Smith, Sydney

views updated May 18 2018

Smith, Sydney (1771–1845). One of the ablest polemicists in a period of remarkable vitality. His father was severe, often in financial difficulties, and ungenerous. Sydney was educated at Winchester and New College, Oxford, where he took orders and became a fellow. After two years in Netheravon in Wiltshire as a curate, he became tutor in 1797 to Michael Hicks Beach and then to his younger brother William. The continent being closed by the war, they settled in Edinburgh. During his stay there, he launched in 1802 the Edinburgh Review with his friends Brougham and Jeffrey and contributed to it for 25 years. From 1806 Smith was rector of Foston near York, which he held until 1829, when he moved to the living of Combe Florey in Somerset.
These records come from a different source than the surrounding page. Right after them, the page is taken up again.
PR #384, opened 2026-08-18
ci: remove unnecessary disk space reclaim from publish workflow

bjosv:
This PR is part of #371

### Summary

Remove the "Reclaim disk space" step from the publish workflow. It is no longer needed since the move from QEMU emulation to native per-arch runners.

Cuts the amd64 build time in half for most publish runs, i.e. removes up to 4 minutes in some runs (!!?).

### Testing

Verified on a fork with disk space logging. The runner starts with 105GB free and the build uses ~4GB, well within capacity without any reclaim.

### Checklist

### DIFF
--- a/.github/workflows/publish.yml
+++ b/.github/workflows/publish.yml
@@ -42,12 +42,6 @@ jobs:
           # Registry refs must be lowercase; $GITHUB_REPOSITORY may not be.
           echo "name=ghcr.io/${GITHUB_REPOSITORY,,}" >> "$GITHUB_OUTPUT"
 
-      - name: Reclaim disk space
-        run: |
-          docker image prune --force --all
-          sudo rm -rf /usr/share/dotnet
-          sudo rm -rf /usr/local/lib/android
-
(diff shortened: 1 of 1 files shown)


jdheyburn (approved):
Would this put us at risk of jobs failing because of disk full? I'm fine with removing it for now then tackling it when we come across it.

bjosv:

In 1807 his Peter Plymley letters, published anonymously and urging religious liberty, had a great success. Smith was an ardent advocate of catholic emancipation, had a distaste for the excesses of methodists—‘there is not a madhouse in England where a considerable part of the patients have not been driven to insanity by the extravagancies of these people’—and his speech at Taunton in 1831 on parliamentary reform (‘Mrs Partington and the Atlantic Ocean’) became an instant classic. When his Whig friends came to power in 1830, Grey gave him a canonry at St Paul's, but he was passed over for a bishopric, which hurt him. Though Smith's facetiousness can appear mechanical, and even desperate, he was genuinely funny, and there is testimony to dinner-table companions reduced to helplessness and servants forced to leave the room in stitches.